▶ [TASK INSTRUCTIONS]: Once the lines below holding the string "files" are counted, give that number alone.

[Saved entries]
------------------------------

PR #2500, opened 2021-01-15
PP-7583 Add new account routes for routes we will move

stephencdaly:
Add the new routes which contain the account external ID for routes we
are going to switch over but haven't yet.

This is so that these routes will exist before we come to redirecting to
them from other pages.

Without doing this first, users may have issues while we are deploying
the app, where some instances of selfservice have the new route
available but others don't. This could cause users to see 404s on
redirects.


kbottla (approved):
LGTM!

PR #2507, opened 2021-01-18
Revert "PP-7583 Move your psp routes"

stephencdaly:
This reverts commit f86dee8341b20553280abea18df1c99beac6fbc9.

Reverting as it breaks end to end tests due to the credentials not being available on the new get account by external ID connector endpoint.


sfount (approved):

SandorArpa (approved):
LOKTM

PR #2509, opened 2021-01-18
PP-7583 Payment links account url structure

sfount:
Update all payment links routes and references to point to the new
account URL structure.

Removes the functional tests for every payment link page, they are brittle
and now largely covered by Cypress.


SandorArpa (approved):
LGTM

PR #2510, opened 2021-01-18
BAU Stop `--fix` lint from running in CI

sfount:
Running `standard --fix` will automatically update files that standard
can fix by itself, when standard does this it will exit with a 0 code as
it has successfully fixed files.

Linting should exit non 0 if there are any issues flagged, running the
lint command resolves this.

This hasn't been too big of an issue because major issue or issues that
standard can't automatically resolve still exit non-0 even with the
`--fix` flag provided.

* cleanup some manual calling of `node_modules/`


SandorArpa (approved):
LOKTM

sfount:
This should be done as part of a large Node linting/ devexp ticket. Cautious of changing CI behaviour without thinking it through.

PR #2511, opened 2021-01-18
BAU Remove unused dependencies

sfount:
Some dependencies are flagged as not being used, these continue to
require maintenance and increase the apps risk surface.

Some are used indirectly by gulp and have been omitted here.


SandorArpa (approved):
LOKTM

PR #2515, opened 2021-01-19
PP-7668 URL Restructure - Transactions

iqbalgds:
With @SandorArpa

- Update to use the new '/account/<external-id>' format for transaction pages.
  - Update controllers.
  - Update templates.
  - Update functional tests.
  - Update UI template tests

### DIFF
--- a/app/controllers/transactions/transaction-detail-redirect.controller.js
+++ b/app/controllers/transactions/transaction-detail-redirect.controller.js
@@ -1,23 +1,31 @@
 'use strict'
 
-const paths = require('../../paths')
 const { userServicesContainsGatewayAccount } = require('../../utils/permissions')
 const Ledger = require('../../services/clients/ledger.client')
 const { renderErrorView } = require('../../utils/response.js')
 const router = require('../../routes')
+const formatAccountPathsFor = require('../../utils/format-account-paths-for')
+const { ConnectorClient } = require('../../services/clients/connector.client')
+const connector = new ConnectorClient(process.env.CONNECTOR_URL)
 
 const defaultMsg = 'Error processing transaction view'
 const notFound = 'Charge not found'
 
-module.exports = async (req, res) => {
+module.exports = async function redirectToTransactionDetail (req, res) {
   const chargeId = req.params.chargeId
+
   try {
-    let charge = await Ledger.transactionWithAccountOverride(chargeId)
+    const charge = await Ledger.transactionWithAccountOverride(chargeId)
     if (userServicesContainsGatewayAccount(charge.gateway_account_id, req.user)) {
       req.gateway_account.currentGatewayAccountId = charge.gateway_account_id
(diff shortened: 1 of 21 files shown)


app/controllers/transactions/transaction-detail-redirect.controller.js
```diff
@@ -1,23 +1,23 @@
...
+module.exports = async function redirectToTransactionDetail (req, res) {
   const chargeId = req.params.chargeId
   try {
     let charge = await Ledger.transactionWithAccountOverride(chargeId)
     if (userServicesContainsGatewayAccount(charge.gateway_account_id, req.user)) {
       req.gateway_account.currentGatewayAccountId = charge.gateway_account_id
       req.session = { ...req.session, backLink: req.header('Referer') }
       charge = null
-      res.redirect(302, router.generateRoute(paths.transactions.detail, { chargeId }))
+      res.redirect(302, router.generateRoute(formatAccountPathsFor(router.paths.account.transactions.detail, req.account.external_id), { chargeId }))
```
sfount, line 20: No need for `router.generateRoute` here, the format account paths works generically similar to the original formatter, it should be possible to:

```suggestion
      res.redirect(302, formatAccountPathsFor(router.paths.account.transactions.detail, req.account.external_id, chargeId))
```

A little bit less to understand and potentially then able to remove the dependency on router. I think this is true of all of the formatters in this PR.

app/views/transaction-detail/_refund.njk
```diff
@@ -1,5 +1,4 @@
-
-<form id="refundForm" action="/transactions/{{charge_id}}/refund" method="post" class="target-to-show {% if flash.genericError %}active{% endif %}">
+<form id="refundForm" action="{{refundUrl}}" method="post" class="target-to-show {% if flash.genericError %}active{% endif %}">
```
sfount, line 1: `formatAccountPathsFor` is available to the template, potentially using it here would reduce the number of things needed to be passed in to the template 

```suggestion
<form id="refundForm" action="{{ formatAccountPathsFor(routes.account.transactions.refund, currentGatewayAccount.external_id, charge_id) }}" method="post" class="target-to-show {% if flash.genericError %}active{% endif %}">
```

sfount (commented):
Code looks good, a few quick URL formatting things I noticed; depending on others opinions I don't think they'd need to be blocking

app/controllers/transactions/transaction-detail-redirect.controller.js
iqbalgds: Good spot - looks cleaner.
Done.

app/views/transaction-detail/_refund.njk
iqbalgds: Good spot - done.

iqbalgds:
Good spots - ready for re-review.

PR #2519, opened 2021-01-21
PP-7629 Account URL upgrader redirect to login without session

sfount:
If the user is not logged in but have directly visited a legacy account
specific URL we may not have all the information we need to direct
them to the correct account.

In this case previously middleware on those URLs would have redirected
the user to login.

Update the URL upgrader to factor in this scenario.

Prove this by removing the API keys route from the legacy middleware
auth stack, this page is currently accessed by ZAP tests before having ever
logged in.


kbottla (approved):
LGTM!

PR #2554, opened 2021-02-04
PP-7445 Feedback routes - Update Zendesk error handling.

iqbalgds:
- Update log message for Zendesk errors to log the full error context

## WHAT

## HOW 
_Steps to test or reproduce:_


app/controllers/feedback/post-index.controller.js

------------------------------

▶ [YOUR SOLUTION]: 3